O que significam estas mudanças? Três coisas:

a) Primeira: que João Lourenço é um grande político. Só um grande político percebe que o poder é para ser exercido e para ser ocupado. Só um grande político percebe que o poder não se exerce sem afrontar os poderes fácticos instalados. Só um grande político percebe que estas mudanças ou se fazem no início de mandato ou nunca mais se fazem. Nunca há uma segunda oportunidade para causar uma primeira boa impressão.

b) Segunda: que João Lourenço está a marcar território, a acumular poder e a sinalizar quem manda. O que ele está a dizer é o seguinte:

  • Que não há nem dois poderes nem poderes paralelos. Apesar de José Eduardo dos Santos ser ainda o presidente do MPLA, quem manda é ele, o Presidente da República, e mais ninguém.
  • Que não está ali, naquelas funções, para ser um simulacro de líder ou o continuador do líder anterior. Chama-se a isto "matar o pai".

c)  Terceira: está a dar um sinal de que há um novo ciclo em construção. No plano do discurso, e por isso tem falado do combate à corrupção e da disparidade entre ricos e pobres. No plano das políticas, e por isso já prometeu mais concorrência em sectores estratégicos. No plano das pessoas, e por isso disparou directamente contra o porta-aviões. No plano da credibilidade. Angola recupera assim muita da credibilidade internacional que havia perdido.

 
Estamos perante uma revolução feita a partir de dentro.

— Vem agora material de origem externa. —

Issue #1807, opened 2016-03-17
orm.read() 在模型中主键为负数时，调用返回错误missed pk value？


zuoruochen:
type Channel struct {
	ChannelId	int	`orm:"pk";"column(channel_id)"`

a) Mas é cosmética ou é a sério? Julgo que só pode ser a sério. Doutra forma, tudo isto não passaria de uma aventura. E quem faz o que faz não está para entrar em aventuras. Tudo seria um suicídio.

b) Mas vai ter força dentro do partido ou não? Essa pode ser a grande incógnita. Mas uma coisa é certa: se não tivesse actuado como actuou, nunca João Lourenço teria força e autoridade dentro do partido.

 

Notas Finais

Agência Europeia de Medicamentos 
Amanhã é tomada a decisão em Bruxelas, mas a decisão não vai ser boa para Portugal. A candidatura portuguesa, a do Porto, não vai ter sucesso.